What can I do to reduce my income taxes?

Another thought provoking article by Ernie McDaniel - as seen in Forum News.

Phew! Big question. But let's assume you are a responsible person who strives to be financially successful, who wants to save for retirement, and for whom reducing taxes is part of the over all strategy. Based on that, here are some ideas you may find useful.

First, maximize your contribution each and every year into whatever tax-deductible retirement plan may be available to you. That might be a traditional IRA if you work for a company with no retirement plan. It might be a 401(k) if you do.

If you are self-employed you may want to consider a Simple IRA or SEP plan, or other such plan that allows you to contribute more than the typical IRA (but that also requires contributions for employees). The various plans have different rules and different annual maximum contributions, so choosing from among them is no small or unimportant task. Seek experienced guidance from a financial professional who cares and in whom you have confidence.

If you work for a hospital or school system, and a lot of folks do, you may want to contribute to a tax-deductible 403(b) plan.
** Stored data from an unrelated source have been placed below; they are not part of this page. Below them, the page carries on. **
PR #3909, opened 2025-11-21
feat: add bindings for enableOnZones and enableOnComputeCluster

spacegospod:
## Description

Adding bindings for the following endpoints, structures included

https://developer.broadcom.com/xapis/vsphere-automation-api/latest/api/vcenter/namespace-management/supervisors__action=enable_on_zones/post/

https://developer.broadcom.com/xapis/vsphere-automation-api/latest/api/vcenter/namespace-management/supervisors/cluster__action=enable_on_compute_cluster/post/

Closes: #(issue-number)

## How Has This Been Tested?

Used these bindings in a local deployment of `vmware/terraform-provider-vsphere` to trigger both APIs

## Guidelines

### DIFF
--- a/vapi/namespace/namespace.go
+++ b/vapi/namespace/namespace.go
@@ -414,7 +414,7 @@ type CloudNativeFileVolume struct {
 func (c *Manager) EnableOnZones(ctx context.Context, spec *EnableOnZonesSpec) (string, error) {
 	var response string
 	url := c.Resource(path.Join(internal.SupervisorsPath)).WithParam("action", "enable_on_zones")
-	err := c.Do(ctx, url.Request(http.MethodPost, spec), response)
+	err := c.Do(ctx, url.Request(http.MethodPost, spec), &response)
 	return response, err
 }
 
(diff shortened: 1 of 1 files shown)


spacegospod:
> > LGTM
> 
> Thanks, so far I've manually tested `EnableOnComputeCluster` and I had to correct the bindings with `a829b5f7f56f8ce385fd36df0c03df73436a7467` I may have to make more corrections after testing `EnableOnZones`

Okay @tenthirtyam , I verified that `EnableOnZones` works too. I had to make 1 more fix to the bindings, they should be good-to-go now

spacegospod:
> @spacegospod - may I suggest updating comments for the existing `EnableClusterSpec` and `SizingHint` to align with the same `developer.broadcom.com` reference you included in this change? That might make this better - otherwise LGTM! 🚀

That's a good idea but there are 42 references to "vmware.com" in `namespace.go` alone, it doesn't end with `EnableClusterSpec` and `SizingHint`.
The URLs on the new developer portal are not a 1-to-1 mapping of the ones that used to be on vmware.com. What I mean to say is that each URL needs to be handled manually and I really want to avoid that

PR #3936, opened 2025-12-15
govc: add `device.sata.add`

### LINKED ISSUE #3780: Add govc command to add SATA controller
PR https://github.com/vmware/govmomi/pull/3458 added support for creating a SATA controller in the `vm.create` command. However, an independent command to add a SATA controller later was not added.

By analogy with `device.scsi.add` for adding additional SCSI controllers to an existing VM, there should be a `device.sata.add` command for adding SATA controllers to existing VMs.

Even better, imo, would be a more generic command like `device.controller.add` to allow adding any type of supported controller, specified with command options, rather than allowing 'device.\<type\>' commands to proliferate with every new technology to come out in the future.

I came across this missing command while trying to automate VM creation, using a hand-made VM as a model. The vSphere GUI adds a SATA controller to new VMs by default; `govc` does not. The result is that otherwise identically-configured VMs have a different number of PCI devices attached, which in turn changes the names of network interfaces in Linux VMs that generate NIC names based on their PCI address. This can then have effects on anything that was expecting a particular interface name, such as scripts run during guest customization or cloud-init configuration, or any config management solution that may run later on.

tenthirtyam:
### Description

- Added 'device.sata.add' command to add SATA controllers to virtual machines.
- Registered 'device.sata.add' in the 'govc' CLI entry point.
- Updated documentation and test suite to cover the new command.

Closes: #3780

### How Has This Been Tested?

`make govc-test` and manually.

```shell
govmomi on  govc/add-device-sata-add [!?] via 🐹 v1.25.5 
➜ vm="test-sata-$(date +%s)"
govc vm.create -on=false \
  -pool '/DC0/host/DC0_H0/Resources' \
  -net 'VM Network' \
  "$vm"

govmomi on  govc/add-device-sata-add [!?] via 🐹 v1.25.5 
➜ echo "== before =="
govc device.ls -vm "$vm" | egrep -i -- 'ahci|sata' || true

== before ==

govmomi on  govc/add-device-sata-add [!?] via 🐹 v1.25.5 
➜ id=$(govc device.sata.add -vm "$vm")
echo "added: $id"
govc device.info -vm "$vm" "$id"
added: ahci-204
Name:       ahci-204
  Type:     VirtualAHCIController
  Label:    ahci-204
  Summary:  ahci-204
  Key:      204
  Devices:  

govmomi on  govc/add-device-sata-add [!?] via 🐹 v1.25.5 
➜ echo "== after =="
govc device.ls -vm "$vm" | egrep -i -- 'ahci|sata' || true
== after ==
ahci-204      VirtualAHCIController      ahci-204
```

### DIFF
--- a/cli/device/sata/add.go
+++ b/cli/device/sata/add.go
@@ -1,0 +1,78 @@
+// © Broadcom. All Rights Reserved.
+// The term "Broadcom" refers to Broadcom Inc. and/or its subsidiaries.
+// SPDX-License-Identifier: Apache-2.0
+
+package sata
+
+import (
+	"context"
+	"flag"
+	"fmt"
+
+	"github.com/vmware/govmomi/cli"
+	"github.com/vmware/govmomi/cli/flags"
+)
+
+type add struct {
+	*flags.VirtualMachineFlag
+}
+
+func init() {
+	cli.Register("device.sata.add", &add{})
+}
+
+func (cmd *add) Register(ctx context.Context, f *flag.FlagSet) {
+	cmd.VirtualMachineFlag, ctx = flags.NewVirtualMachineFlag(ctx)
+	cmd.VirtualMachineFlag.Register(ctx, f)
+}
+
+func (cmd *add) Description() string {
+	return `Add SATA controller to VM.
+
+Examples:
+  govc device.sata.add -vm $vm
+  govc device.info -vm $vm sata-*`
+}
+
+func (cmd *add) Process(ctx context.Context) error {
+	return cmd.VirtualMachineFlag.Process(ctx)
+}
+
+func (cmd *add) Run(ctx context.Context, f *flag.FlagSet) error {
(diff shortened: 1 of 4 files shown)


cli/device/sata/add.go
```diff
@@ -0,0 +1,81 @@
...
+Examples:
+  govc device.sata.add -vm $vm
+  govc device.info -vm $vm sata-*`
+}
+
+func (cmd *add) Process(ctx context.Context) error {
+	if err := cmd.VirtualMachineFlag.Process(ctx); err != nil {
+		return err
+	}
+	return nil
```
spacegospod:
```suggestion
	return cmd.VirtualMachineFlag.Process(ctx)
```

spacegospod (dismissed):
LGTM

dilyar85 (approved):

PR #3937, opened 2025-12-23
vcsim: Consider default devs from VM spec

akutz:
## Description

This patch updates the way vC Sim creates a new VM. Previously the VM's default devices were always added, regardless of whether or not the incoming ConfigSpec specified any of the default device info.

This patch instructs vC Sim to consider the incoming ConfigSpec and check if it contains one or more of the default devices, using them from the ConfigSpec if it does.

Closes: `NA`

## How Has This Been Tested?

The GitHub actions. Also, @fabriziopandini will test this with the Cluster API Provider for vSphere to see if it fixes his issue.

## Guidelines

### DIFF
--- a/simulator/esx/virtual_device.go
+++ b/simulator/esx/virtual_device.go
@@ -6,193 +6,156 @@ package esx
 
 import "github.com/vmware/govmomi/vim25/types"
 
+const (
+	VirtualMachineDefaultDevicePCIControllerKey = int32(100)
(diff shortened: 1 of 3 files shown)


bryanv (approved):

tenthirtyam (dismissed):

fabriziopandini:
Thank you @akutz, @bryanv and @tenthirtyam

PR #3942, opened 2026-01-02
Use *string for backingObjectId

prziborowski:
## Description

BackingObjectId is an optional value which means there is a distinction between unset and empty value.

Some non-profit employers, the City of Shreveport for example, have deferred compensations plans. Contributions to these also reduce taxable income and potentially create value for the future as well.

The traditional IRA allows you to make contributions for last year up until you file your tax return. That means you have at least until April 15, 2005 to act, longer if you file an extension.

All of the above plans reduce your taxable income by the amount contributed, and therefore your taxes. How much they reduce your taxes will depend on your tax bracket. Many of them allow larger deductible contributions in 2005 than in 2004.

Beyond these plans that allow immediate reduction of your taxable income, there are others that help you defer tax on the interest earnings of investments over the years. For annual additions to savings greater than the contributions allowed by the above tax-deductible plans, you might consider a tax-deferred fixed annuity.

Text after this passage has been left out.